Prince, how are you finding the Deca-Drol Max?

I was thinking of stacking it with the new Halo Extreme, do you think it would be a good stack?


----------



## SFW (Aug 29, 2011)

romaniansar1 said:


> will my testosterone level drop after a 4 week cycle of the new deca-drol? I see the only PCT advised on the site is the over the counter stuff they also sell.....looks like no estrogen level rise either with this stuff? anybody have any experience with this product yet...did 4 weeks of methdrol extreme last winter but the niacin in the product drove my skin crazy..thought decadrol sounded better.



Bro, deca drol is in methadrol. Its 13-ethyl-3-methoxy-gona.

Use a serm for pct.


----------



## Call of Ktulu (Aug 29, 2011)

Can I use it just for recovery like test for running long distances for recovery? Does it increase bone density? Is it safe to use at 22 and a half?
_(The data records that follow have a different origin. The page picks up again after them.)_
Issue #407, opened 2021-11-30
Async/await support


austinrovge:
Now that Swift 5.5 is released and async/await will be back deployed to iOS 13 in Xcode 13.2, I'm getting ready to update my app to take advantage of it.

Is there any ongoing or planned work for adding support for async functions/properties/initializers, actors, etc? I'm interested in contributing to this feature, though I don't have a lot of free time at the moment.

MatyasKriz:
Hey, @austinrovge, I was thinking about this blocking users as well. Unfortunately I'm not strong in the free time department either.

SourceKitten seems to support this since [0.31.1](https://github.com/jpsim/SourceKitten/releases/tag/0.31.1), so we should be able to get this information pretty easily once it's updated. If you're up for it, by all means, go for implementing this. 🙂 Please include a few simple test cases along with it.

PR #410, opened 2022-01-17
Add support for concurrency mocking

ailtonvivaz:
This PR implements support for parsing async methods and closures  as discussed in #407

### DIFF
--- a/Generator/Source/CuckooGeneratorFramework/Templates/NopImplStubTemplate.swift
+++ b/Generator/Source/CuckooGeneratorFramework/Templates/NopImplStubTemplate.swift
@@ -8,7 +8,10 @@
 extension Templates {
     static let noImplStub = """
 {{container.accessibility}} class {{ container.name }}Stub{{ container.genericParameters }}: {{ container.name }}{% if container.isImplementation %}{{ container.genericArguments }}{% endif %} {
-    {% for property in container.properties %}
+    {% for property in container.properties %}    
+    {% if debug %}
+    // {{property}}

How does it compare to methadrol, which is better?


----------



## CG (Dec 15, 2011)

toremifene or tamoxifene?

suggestions on an ai? adex or letro?


----------



## new sart (Dec 1, 2012)

just started the Deca-drol stack fro IML going to keep you all informed on the progress of their products......current weight 190....max bench 425lb deadlift 550lb squat 500 will keep weekly updates on my progress thanks


----------



## VolcomX311 (Dec 3, 2012)

What SFW said, Serm it or Serm and Sarm it for an uber PCT.  I can point the way to a great Sarm, but you have to do some digging around to find a Serm.  Orbit Nutrition - Buy IronMagLabs OSTA Rx For Cheap!


----------



## new sart (Dec 9, 2012)

VolcomX311 said:


> What SFW said, Serm it or Serm and Sarm it for an uber PCT.  I can point the way to a great Sarm, but you have to do some digging around to find a Serm.  Orbit Nutrition - Buy IronMagLabs OSTA Rx For Cheap!



Well Iam a week into my Deca-Drol stack, I have been waking up every morning with a hard erection. Recovery time has been cut about in half. I have been a damn freak in the gym and iam very excited to see the weeks to come....body fat % down and strength up loving it.

........I really dont know much about the Serm or Sarm if you could help me more out on that would be awesome, also how long do i have to be off cycle after being on this 8wk cycle until I can start up a new one


----------



## new sart (Dec 9, 2012)

I have been on the deca-drol cycle now for one week and I have been waking up every morning with extrem erections. The recovery time is half what it is befor on the cycle. I feel good and like a freak in the gym, body fat % down and strength up enjoying every minute of it and am looking forward to the weeks to come.

About the Sarm and Serm I dont have much knowledge on and would love it if you could shine some light on it for me, also how long do i need to be off this 8wk cycle of deca drol befor i can start a new cycle thanks.


----------



## troubador (Dec 11, 2012)

new sart said:


> I have been on the deca-drol cycle now for one week and I have been waking up every morning with extrem erections.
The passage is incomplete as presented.